PR #2948, opened 2023-11-06
LF-3545, LF-3634 Viewing the task list after another user has created new crop plans causes whitescreen type error crash

kathyavini:
**Description**

This undoes several code changes that were implemented to allow tasks to handle hard-deleted (in the Redux store) management plans, which nonetheless created a chain effect of type error bugs.

As the management plan entities are too intertwined with the task entities (which have a very particular order of loading as well), I moved management plan deletion to to soft delete _on the frontend_, filtered in the main selector (but not the entities selector), and reverted the changes to task.

Jira link: https://lite-farm.atlassian.net/browse/LF-3545

**Type of change**

**How Has This Been Tested?**

- [ ] Passes test case
- [ ] Other (please explain)

I tested this with two users logged onto the same farm, looking at the task list after the other user changed (added/deleted) management plans.

**Checklist:**


packages/webapp/src/containers/Task/index.jsx
```diff
@@ -27,7 +27,7 @@ import {
   userFarmSelector,
 } from '../userFarmSlice';
 import { resetAndUnLockFormData } from '../hooks/useHookFormPersist/hookFormPersistSlice';
-import { getCropsAndManagementPlans } from '../saga';
+import { getManagementPlansAndTasks } from '../saga';
```
kathyavini, line 30: The changes in this file are directly undoing the changes from this PR:

- https://github.com/LiteFarmOrg/LiteFarm/pull/2829

packages/api/src/controllers/taskController.js
```diff
@@ -679,7 +679,7 @@ const taskController = {
         .whereNotDeleted()
         .withGraphFetched(
           `[locations.[location_defaults], managementPlans, soil_amendment_task, field_work_task.[field_work_task_type], cleaning_task, pest_control_task, 
-            harvest_task.[harvest_use], plant_task, transplant_task, irrigation_task.[irrigation_type]]
+            harvest_task.[harvest_use], plant_task.[planting_management_plan.[bed_method, container_method, broadcast_method, row_method]], transplant_task, irrigation_task.[irrigation_type]]
```
kathyavini, line 682: This change doesn't actually impact on this specific bug.

However adding this part of the graph was based on `getPlantingTasksAndPlantingManagementPlansSuccessSaga` being set up to get and then forward the `planting_management_property` (which had previously always just not existed). There may be another task + plans bug that is therefore addressed by this; at the least it shouldn't hurt as it's not difficult to fetch this extra part of the graph.

packages/webapp/src/containers/managementPlanSlice.js
```diff
@@ -61,6 +62,22 @@ const addManyManagementPlan = (state, { payload: managementPlans }) => {
   );
 };
 
+const deleteOneManagementPlan = (state, { payload }) => {
```
JimmyRowland, line 65: {payload : management_plan_id}

packages/webapp/src/containers/Task/index.jsx
```diff
@@ -99,13 +99,10 @@ export default function TaskPage({ history }) {
   }, [activeUsers.length, taskTypes.length]);
 
   useEffect(() => {
-    dispatch(getTasks());
     dispatch(getTaskTypes());
```
JimmyRowland, line 102: getManagementPlansAndTasks calls getTaskTypes.
getTaskTypes can be removed

packages/webapp/src/containers/managementPlanSlice.js
```diff
@@ -61,6 +62,22 @@ const addManyManagementPlan = (state, { payload: managementPlans }) => {
...
+  const managementPlan = state.entities[payload];
+  if (managementPlan) {
+    managementPlan.deleted = true;
+  }
+};
+
+const deleteManyManagementPlans = (state, { payload }) => {
+  payload.forEach((id) => {
```
JimmyRowland, line 73: {payload : managementPlanIds}

JimmyRowland (approved):

JimmyRowland:
I think there should be a follow up PR
In the management plan selector, deleted ones can be filtered out.
image

In tasksSelector, complemented/abandoned tasks can be filtered out if all locations and management plans are deleted.

After, a proper fix can be implemented. Whether it's WebSocket or cache invalidation on each fetch

kathyavini:
Thank you for the suggestions @JimmyRowland!! For some reason putting the deleted check in `tasksSelector` didn't work -- it looked like maybe the deleted management plan wasn't in the task object at that point? -- and I gotta admit my comprehension of `taskSlice` is not 100% so I couldn't get to the bottom of that.

That said, filtering on the task cards (in `taskCardsContentSelector`) works and seems to hit all the UI places (including locations) where the inconsistency could be spotted so I'm hoping that is enough! 🤞

JimmyRowland:
does this work? `export const tasksSelector = createSelector(
  [taskEntitiesSelector, loginSelector],
  (taskEntities, { farm_id }) => {
    return Object.values(taskEntities).filter(({ locations, managementPlans, taskType }) => {
      if (
        (locations.length || managementPlans.length) &&
        [locations, managementPlans].reduce(
          (allDeleted, array) => allDeleted && array.every(({ deleted }) => deleted),
          true,
        )
      ) {
        return false;
      }
      for (const location of locations) {
        if (location.farm_id === farm_id) {
          return true;
        }
      }
      for (const managementPlan of managementPlans) {
        if (managementPlan.farm_id === farm_id) {
          return true;
        }
      }
      if (taskType.farm_id === farm_id) {
        return true;
      }
      return false;
    });
  },
);`

JimmyRowland (dismissed):

packages/webapp/src/containers/Task/index.jsx
```diff
@@ -99,13 +98,9 @@ export default function TaskPage({ history }) {
   }, [activeUsers.length, taskTypes.length]);
 
   useEffect(() => {
-    dispatch(getTasks());
-    dispatch(getTaskTypes());
-    dispatch(getProducts());
-    dispatch(getHarvestUseTypes());
     dispatch(getAllUserFarmsByFarmId());
+    dispatch(getManagementPlansAndTasks());
```
antsgar, line 102: I've tested it with this PR, and this is the change that fixes my current ticket -- with the previous code we were fetching the tasks first and the management plans at the end, here we're fetching all of the dependencies first and then the tasks

antsgar (approved):

kathyavini:
> I am not sure about the requirements. It's probably better to move filter in tasksSelector
> 
> does this work?

It works, the `every` was the key!! 👌 I think we do need to filter on every task type that belongs to only a deleted management plan but works well that way too. Yes definitely better in this selector @JimmyRowland thank you!!! 🙏

JimmyRowland (approved):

....

Once the line containing "This undoes several" has been written out, please stop; every line before it, back to the first line of the records above, should be given exactly.

PR #2948, opened 2023-11-06
LF-3545, LF-3634 Viewing the task list after another user has created new crop plans causes whitescreen type error crash

kathyavini:
**Description**

This undoes several code changes that were implemented to allow tasks to handle hard-deleted (in the Redux store) management plans, which nonetheless created a chain effect of type error bugs.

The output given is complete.